(Input Opens)

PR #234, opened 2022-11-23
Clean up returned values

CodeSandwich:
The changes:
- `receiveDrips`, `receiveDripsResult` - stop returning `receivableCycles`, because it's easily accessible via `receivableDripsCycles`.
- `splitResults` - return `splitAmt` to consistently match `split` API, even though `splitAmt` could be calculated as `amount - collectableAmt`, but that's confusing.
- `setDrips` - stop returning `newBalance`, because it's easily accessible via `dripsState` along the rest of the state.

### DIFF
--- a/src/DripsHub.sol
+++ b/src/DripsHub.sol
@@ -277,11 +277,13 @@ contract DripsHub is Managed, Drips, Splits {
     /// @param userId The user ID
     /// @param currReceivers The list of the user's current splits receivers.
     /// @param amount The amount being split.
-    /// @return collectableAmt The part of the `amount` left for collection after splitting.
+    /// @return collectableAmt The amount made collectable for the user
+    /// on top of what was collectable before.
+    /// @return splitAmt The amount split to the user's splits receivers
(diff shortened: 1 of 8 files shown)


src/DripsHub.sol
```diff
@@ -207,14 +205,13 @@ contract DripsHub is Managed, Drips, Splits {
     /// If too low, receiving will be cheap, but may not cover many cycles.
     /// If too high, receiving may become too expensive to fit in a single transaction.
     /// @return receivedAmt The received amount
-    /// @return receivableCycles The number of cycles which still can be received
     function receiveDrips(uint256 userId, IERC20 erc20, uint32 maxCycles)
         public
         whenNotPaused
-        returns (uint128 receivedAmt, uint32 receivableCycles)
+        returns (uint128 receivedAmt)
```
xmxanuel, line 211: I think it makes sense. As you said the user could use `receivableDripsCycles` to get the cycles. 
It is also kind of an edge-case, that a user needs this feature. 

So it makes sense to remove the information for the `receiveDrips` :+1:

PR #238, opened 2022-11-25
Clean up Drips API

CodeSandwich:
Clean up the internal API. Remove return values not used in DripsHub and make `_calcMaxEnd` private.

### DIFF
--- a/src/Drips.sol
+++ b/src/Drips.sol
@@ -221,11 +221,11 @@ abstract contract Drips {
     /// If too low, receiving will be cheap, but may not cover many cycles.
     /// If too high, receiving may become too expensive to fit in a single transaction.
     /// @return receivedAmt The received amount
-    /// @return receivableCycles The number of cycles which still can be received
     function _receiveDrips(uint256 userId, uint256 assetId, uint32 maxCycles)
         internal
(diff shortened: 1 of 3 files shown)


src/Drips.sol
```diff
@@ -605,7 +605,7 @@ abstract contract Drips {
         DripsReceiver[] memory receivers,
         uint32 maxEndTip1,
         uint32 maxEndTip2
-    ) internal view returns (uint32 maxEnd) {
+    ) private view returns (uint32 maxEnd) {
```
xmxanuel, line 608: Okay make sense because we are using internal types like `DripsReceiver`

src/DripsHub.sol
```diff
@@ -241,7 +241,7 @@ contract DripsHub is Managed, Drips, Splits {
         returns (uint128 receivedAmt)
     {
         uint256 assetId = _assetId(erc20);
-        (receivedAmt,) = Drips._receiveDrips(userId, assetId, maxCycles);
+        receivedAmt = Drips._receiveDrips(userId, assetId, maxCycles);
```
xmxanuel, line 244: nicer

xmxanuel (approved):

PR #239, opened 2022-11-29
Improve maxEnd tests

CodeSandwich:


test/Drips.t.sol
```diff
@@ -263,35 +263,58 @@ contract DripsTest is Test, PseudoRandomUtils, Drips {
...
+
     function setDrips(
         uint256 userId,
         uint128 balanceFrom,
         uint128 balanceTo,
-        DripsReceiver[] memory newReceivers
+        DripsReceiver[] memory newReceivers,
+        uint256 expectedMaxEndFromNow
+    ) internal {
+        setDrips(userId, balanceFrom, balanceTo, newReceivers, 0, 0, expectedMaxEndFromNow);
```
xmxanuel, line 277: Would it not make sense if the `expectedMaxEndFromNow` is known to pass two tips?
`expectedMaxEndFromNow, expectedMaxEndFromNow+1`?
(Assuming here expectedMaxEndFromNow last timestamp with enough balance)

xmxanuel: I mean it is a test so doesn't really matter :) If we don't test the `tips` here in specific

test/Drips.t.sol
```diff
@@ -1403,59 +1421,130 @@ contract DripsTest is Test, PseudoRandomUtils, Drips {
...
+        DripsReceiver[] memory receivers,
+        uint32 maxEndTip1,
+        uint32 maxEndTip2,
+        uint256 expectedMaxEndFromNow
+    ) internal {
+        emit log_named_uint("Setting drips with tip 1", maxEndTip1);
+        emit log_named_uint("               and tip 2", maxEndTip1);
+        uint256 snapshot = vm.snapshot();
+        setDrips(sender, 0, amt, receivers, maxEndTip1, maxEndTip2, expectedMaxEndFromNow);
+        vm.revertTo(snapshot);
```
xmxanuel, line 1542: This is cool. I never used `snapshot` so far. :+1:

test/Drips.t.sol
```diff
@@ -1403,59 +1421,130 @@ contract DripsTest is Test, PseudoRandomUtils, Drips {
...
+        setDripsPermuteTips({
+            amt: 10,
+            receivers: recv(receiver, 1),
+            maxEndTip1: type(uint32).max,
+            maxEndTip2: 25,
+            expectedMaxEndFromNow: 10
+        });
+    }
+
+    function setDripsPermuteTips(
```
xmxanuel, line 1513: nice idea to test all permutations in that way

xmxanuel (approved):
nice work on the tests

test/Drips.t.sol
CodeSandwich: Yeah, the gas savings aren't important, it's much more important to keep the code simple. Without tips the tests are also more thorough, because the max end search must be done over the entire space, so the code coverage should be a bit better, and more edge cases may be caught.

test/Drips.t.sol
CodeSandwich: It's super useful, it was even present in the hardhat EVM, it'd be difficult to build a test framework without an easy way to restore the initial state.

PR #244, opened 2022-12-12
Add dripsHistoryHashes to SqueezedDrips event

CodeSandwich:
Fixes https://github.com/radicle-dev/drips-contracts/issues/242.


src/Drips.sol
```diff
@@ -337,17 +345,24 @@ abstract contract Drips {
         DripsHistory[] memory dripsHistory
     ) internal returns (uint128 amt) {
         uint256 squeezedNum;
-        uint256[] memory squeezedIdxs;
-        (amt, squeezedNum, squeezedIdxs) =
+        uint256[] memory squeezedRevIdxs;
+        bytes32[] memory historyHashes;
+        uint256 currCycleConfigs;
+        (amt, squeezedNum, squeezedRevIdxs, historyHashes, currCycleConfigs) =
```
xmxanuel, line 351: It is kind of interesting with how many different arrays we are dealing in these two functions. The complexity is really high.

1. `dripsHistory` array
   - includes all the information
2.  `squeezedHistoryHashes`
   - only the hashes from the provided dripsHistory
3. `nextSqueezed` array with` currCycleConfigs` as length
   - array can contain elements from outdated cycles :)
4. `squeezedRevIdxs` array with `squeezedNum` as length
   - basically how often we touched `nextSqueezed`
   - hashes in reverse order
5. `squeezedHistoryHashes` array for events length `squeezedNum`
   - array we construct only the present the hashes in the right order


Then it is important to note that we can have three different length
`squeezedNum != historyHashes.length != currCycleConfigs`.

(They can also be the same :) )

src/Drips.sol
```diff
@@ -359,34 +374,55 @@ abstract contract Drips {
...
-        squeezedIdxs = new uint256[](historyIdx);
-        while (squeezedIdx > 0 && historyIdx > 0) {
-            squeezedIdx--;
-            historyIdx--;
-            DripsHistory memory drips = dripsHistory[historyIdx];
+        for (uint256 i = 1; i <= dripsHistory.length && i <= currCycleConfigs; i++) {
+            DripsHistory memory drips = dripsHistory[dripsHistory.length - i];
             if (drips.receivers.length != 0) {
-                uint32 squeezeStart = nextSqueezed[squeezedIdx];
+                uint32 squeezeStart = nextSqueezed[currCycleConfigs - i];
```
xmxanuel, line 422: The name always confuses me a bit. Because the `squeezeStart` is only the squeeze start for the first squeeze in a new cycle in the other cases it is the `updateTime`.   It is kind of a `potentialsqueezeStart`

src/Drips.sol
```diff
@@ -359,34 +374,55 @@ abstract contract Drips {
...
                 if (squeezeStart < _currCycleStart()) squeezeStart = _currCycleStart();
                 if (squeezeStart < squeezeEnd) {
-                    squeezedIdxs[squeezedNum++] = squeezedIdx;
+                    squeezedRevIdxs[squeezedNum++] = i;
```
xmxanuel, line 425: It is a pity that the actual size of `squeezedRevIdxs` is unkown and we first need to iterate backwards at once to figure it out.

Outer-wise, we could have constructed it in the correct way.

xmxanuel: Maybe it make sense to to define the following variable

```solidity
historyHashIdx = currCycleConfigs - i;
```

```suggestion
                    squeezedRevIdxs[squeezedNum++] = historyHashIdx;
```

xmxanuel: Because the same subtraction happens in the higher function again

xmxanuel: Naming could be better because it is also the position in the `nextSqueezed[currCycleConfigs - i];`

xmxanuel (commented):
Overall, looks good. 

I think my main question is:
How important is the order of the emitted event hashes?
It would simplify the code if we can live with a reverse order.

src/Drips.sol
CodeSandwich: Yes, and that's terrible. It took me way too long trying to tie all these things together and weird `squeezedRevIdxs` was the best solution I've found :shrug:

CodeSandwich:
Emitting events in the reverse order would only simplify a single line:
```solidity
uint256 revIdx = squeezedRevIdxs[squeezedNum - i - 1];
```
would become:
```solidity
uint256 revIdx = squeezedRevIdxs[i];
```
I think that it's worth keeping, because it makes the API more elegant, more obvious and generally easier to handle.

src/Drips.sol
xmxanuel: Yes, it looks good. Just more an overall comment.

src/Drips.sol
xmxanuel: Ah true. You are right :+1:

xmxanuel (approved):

(Input Closes)

* _Task to complete_
What is wanted is the number of lines holding "squeezedIdxs" in the entries. Nothing else should be given.

* _Result_
4